Austrochernes imitans

Scientific classification
- Kingdom: Animalia
- Phylum: Arthropoda
- Subphylum: Chelicerata
- Class: Arachnida
- Order: Pseudoscorpiones
- Family: Chernetidae
- Genus: Austrochernes
- Species: A. imitans
- Binomial name: Austrochernes imitans (Beier, 1969)
- Synonyms: Troglochernes imitans (Beier, 1967);

= Austrochernes imitans =

- Genus: Austrochernes
- Species: imitans
- Authority: (Beier, 1969)

Species of pseudoscorpion

Austrochernes imitans is a species of pseudoscorpion in the Chernetidae family. It is endemic to Australia. It was described in 1969 by Austrian arachnologist Max Beier.

==Description==
The body length of males is 3.23–4.50 mm; that of females is 3.94–4.74 mm. The colour of the pedipalps and carapace is dark reddish-brown, legs red-brown, and abdomen pale yellow-brown. Eyes are absent.
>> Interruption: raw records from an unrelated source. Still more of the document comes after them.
PR #130, opened 2016-07-14
Feature streams (code cleanup)

tkrop:


riptide-stream/README.md
```diff
@@ -1,7 +1,7 @@
 # Riptide: Streams Extension
 
 
-*Riptide Stream* extension allows to capture arbitrary infinite object streams via Spring's [RestTemplate](https://spring.io/guides/gs/consuming-rest/). This includes infinite streaming format as application/x-json-stream and application/json-seq, but also streaming of simple finite lists/arrays of JSON objects. To enable streaming you only need to register the [stream converter](src/main/java/org/zalando/riptide/stream/StreamConverter.java) with Riptide and declare a route for your stream that is calling a the stream consumer as follows:
+*Riptide Stream* extension allows to capture arbitrary infinite object streams via Spring's [Rest Template](https://spring.io/guides/gs/consuming-rest/). This includes infinite streaming format as application/x-json-stream and application/json-seq, but also streaming of simple finite lists/arrays of JSON objects. To enable streaming you only need to register the [stream converter](src/main/java/org/zalando/riptide/stream/StreamConverter.java) with Riptide and declare a route for your stream that is calling a the stream consumer as follows:
```
lukasniemeier-zalando: Why `RestTemplate`?

riptide-stream/src/test/java/org/zalando/riptide/stream/EnforceCoverageTest.java
```diff
@@ -37,14 +37,14 @@
 
     @Test
     public void shouldUseStreamsConstructor() {
-        new Streams();
+        assertNotNull(new Streams());
```
lukasniemeier-zalando: Hm :wink: see test below

riptide-stream/src/main/java/org/zalando/riptide/stream/StreamSpliterator.java
```diff
@@ -47,6 +47,7 @@ public boolean tryAdvance(Consumer<? super T> action) {
         try {
             JsonToken token = parser.nextToken();
             if (token == null) {
+                parser.close();
```
whiskeysierra: We need to close that also if somebody closes the stream himself. Do we have a test for that?

riptide-stream/src/main/java/org/zalando/riptide/stream/Streams.java
```diff
@@ -56,23 +56,50 @@
  */
 public final class Streams {
 
+    /** Default stream character encoding. */
     public static final Charset DEFAULT_CHARSET = Charset.forName("UTF-8");
```
whiskeysierra: Is it necessary to have this as a public API? Also, you can just use StandardCharsets.UTF_8

riptide-stream/src/main/java/org/zalando/riptide/stream/Streams.java
```diff
@@ -81,16 +108,27 @@
...
             return (Exception) super.getCause();
         }
     }
 
+    /**
+     * Creates {@link ThrowingConsumer stream consumer} for given {@link ThrowingConsumer element consumer}. Used to
+     * standardly wrap a single entity consumer function in a stream consumer function as follows:
+     * 
+     * <pre>
+     *     on(...).call(streamOf(...), forEach((element) -> { println(element); }))
```
whiskeysierra: Parenthesis are not needed around *element*.

riptide-stream/src/test/java/org/zalando/riptide/stream/EnforceCoverageTest.java
```diff
@@ -37,14 +37,14 @@
...
     }
 
     @Test
     public void shouldUseStreamConverterConstructor() {
-        Streams.streamConverter();
-        Streams.streamConverter(null);
-        Streams.streamConverter(null, null);
+        streamConverter();
```
whiskeysierra: I still strongly believe that those should be covered by real tests. We only cover useless constructors in here, i.e. hidden constructors from static factory classes.

riptide-stream/src/main/java/org/zalando/riptide/stream/StreamSpliterator.java
tkrop: I do not understand. We only close automatically when reaching the end. When we never reach the end, I do not now how I should close. The Spliterator itself is not closeable and will not be close by the stream support. I agree, we are something missing here and that's why I added this line here.

riptide-stream/src/main/java/org/zalando/riptide/stream/Streams.java
tkrop: No. I will update that. Was not aware of this support.

riptide-stream/src/test/java/org/zalando/riptide/stream/EnforceCoverageTest.java
tkrop: Okay,  I only did this to make my IDE happy ;).

riptide-stream/src/test/java/org/zalando/riptide/stream/EnforceCoverageTest.java
tkrop: On a black box, yes! But this is a white box and I know testing this would be highly redundant or just checking for assertNotNull as above.

whiskeysierra: No, your test should verify that the constructor is doing what it's supposed to do. E.g. that it allows to override media types (constructor call + assert on getter).

whiskeysierra: > testing this would be highly redundant

If that were true than coverage wouldn't complain.

riptide-stream/src/test/java/org/zalando/riptide/stream/EnforceCoverageTest.java
whiskeysierra: Your IDE is weird! :boom:

riptide-stream/src/main/java/org/zalando/riptide/stream/StreamSpliterator.java
whiskeysierra: Ok, so a Stream itself is Closeable, which means there has to be a way to hook into it. I read a little bit about it and it looks like terminal operations (forEach, collect, ...) actually do **not** close the stream. So in general clients should always close them.

whiskeysierra: This should do the trick:

```java
    /**
     * Returns an equivalent stream with an additional close handler.  Close
     * handlers are run when the {@link #close()} method
     * is called on the stream, and are executed in the order they were
     * added.  All close handlers are run, even if earlier close handlers throw
     * exceptions.  If any close handler throws an exception, the first
     * exception thrown will be relayed to the caller of {@code close()}, with
     * any remaining exceptions added to that exception as suppressed exceptions
     * (unless one of the remaining exceptions is the same exception as the
     * first exception, since an exception cannot suppress itself.)  May
     * return itself.
     *
     * <p>This is an <a href="package-summary.html#StreamOps">intermediate
     * operation</a>.
     *
     * @param closeHandler A task to execute when the stream is closed
     * @return a stream with a handler that is run if the stream is closed
     */
    S onClose(Runnable closeHandler);
```

whiskeysierra: https://docs.oracle.com/javase/8/docs/api/java/util/stream/BaseStream.html#onClose-java.lang.Runnable-

whiskeysierra: I'd also like to have the close operation on the same logical layer as the creation of the parser (the same applies to io streams), i.e. I'd do the close in the method that creates the parser.

tkrop: Agreed!

riptide-stream/src/test/java/org/zalando/riptide/stream/EnforceCoverageTest.java
tkrop: My test do. And they implicitly check the defaults, too. Only, the above public support functions are tested separately. The best I would offer for them is checking that call are not throwing unexpected exceptions and that the result is an actual object.

whiskeysierra: Why not use them in your tests directly then, instead of calling the constructor?

tkrop: Because I have the weird opinion that a unit test should use the component or testing instead of some hiding support class.

riptide-stream/src/main/java/org/zalando/riptide/stream/StreamSpliterator.java
tkrop: Testing close is pain in the ass.

riptide-stream/src/main/java/org/zalando/riptide/stream/StreamConverter.java
```diff
@@ -45,11 +45,10 @@
 import com.fasterxml.jackson.databind.ObjectMapper;
 import com.fasterxml.jackson.databind.type.TypeFactory;
 
-class StreamConverter<T> implements GenericHttpMessageConverter<T> {
+final class StreamConverter<T> implements GenericHttpMessageConverter<T> {
 
     private static final List<MediaType> DEFAULT_MEDIA_TYPES =
-            Arrays.asList(APPLICATION_JSON_SEQ,
-                    APPLICATION_X_JSON_STREAM);
+            Arrays.asList(APPLICATION_JSON_SEQ, APPLICATION_X_JSON_STREAM);
```
whiskeysierra: This returns a fixed-size, **mutable** list which you're then returning in `getSupportedMediaTypes`, so someone could change it.

riptide-stream/src/main/java/org/zalando/riptide/stream/StreamConverter.java
```diff
@@ -106,49 +105,52 @@ public boolean canWrite(Type type, Class<?> clazz, MediaType mediaType) {
...
         }
     }
 
-    private StreamSpliterator<Object> split(JavaType javaType, HttpInputMessage inputMessage)
+    @SuppressWarnings("unchecked")
+    private T stream(final JavaType javaType, final InputStream stream)
             throws IOException, JsonParseException {
+        final JsonParser parser = mapper.getFactory().createParser(stream);
+        final StreamSpliterator<Object> split = new StreamSpliterator<>(javaType, parser, mapper);
+        return (T) StreamSupport.stream(split, false).onClose(split::close);
```
whiskeysierra: Why adding a close method to the Spliterator? We're creating the parser here, so I'd expect:

```java
return (T) StreamSupport.stream(split, false).onClose(parser::close);
```

riptide-stream/src/main/java/org/zalando/riptide/stream/StreamSpliterator.java
```diff
@@ -86,4 +86,13 @@ public long estimateSize() {
     public int characteristics() {
         return ORDERED | IMMUTABLE;
     }
+
+    @Override
+    public void close() throws UncheckedIOException {
```
jhorstmann: `AutoCloseable` allows to throw any exception so there should be no need to wrap a checked exception here. But as Willi said, you could just use the `JsonParser#close` method as the `onClose` handler.

riptide-stream/README.md
```diff
@@ -1,7 +1,7 @@
 # Riptide: Streams Extension
```
jhorstmann: Could document that this follows a slightly more liberal interpretation of the `json-seq` spec, as it will ignore record separators anywhere in the content instead of requiring them between separate objects.

The `x-json-stream` type does not have a definite specification, but I would understand it as json values separated by optional newlines.

jhorstmann: Could document that this follows a slightly more liberal interpretation of the `json-seq` spec, as it will ignore record separators anywhere in the content instead of requiring them between separate objects.

The `x-json-stream` type does not have a definite specification, but I would understand it as json values separated by optional newlines.

riptide-stream/src/main/java/org/zalando/riptide/stream/StreamSpliterator.java
whiskeysierra: I'm actually not 100% sure that calling JsonParser#close is enough. Depending on configuration it may not close the stream, so we may need to do it here.

tkrop: JsonParser will close the stream correctly per default, we may go with this solution. Wrapping it in the Spliterator was the idea to handle the IOException problem, that is not allowed to appear on the stream.

riptide-stream/README.md
tkrop: Yes you are right, but I didn't like users to depend on this. It's result of the problem, that I could not find an easy solution. removing the value using the JsonParser itself, but I might find in the future.

riptide-stream/src/main/java/org/zalando/riptide/stream/StreamConverter.java
tkrop: Good point, but I have the problem, that the parser emits a checked exception, the stream is not allowed to catch. I need to wrap it, either here or in the spliterator. I assume here is cleaner, so I will change it.

tkrop: But now it is harder to test ...

riptide-stream/src/main/java/org/zalando/riptide/stream/StreamSpliterator.java
whiskeysierra: > JsonParser will close the stream correctly per default

Yes, but if somebody changes the configuration we are not behaving correctly and since we are not exposing a way to close the stream the client is unable to workaround that issue.

tkrop: I do not think this is a problem at all.

The input stream will be closed whenever the connection is closed. This is part of the lower layer protocols. As long as we take care that we close the stream/connection, when some error happens in our receiver, we will have no stale resources hanging.

As far as I see, this is taken care of by the current implementation.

==Distribution and habitat==
The species occurs on the Nullarbor Plain and Hampton bioregions, in south-east Western Australia. The type locality is Dingo Cave, where pseudoscorpions were found on guano and decaying vegetation in the dark zone.

==Behaviour==
The pseudoscorpions are cave-dwelling, terrestrial predators.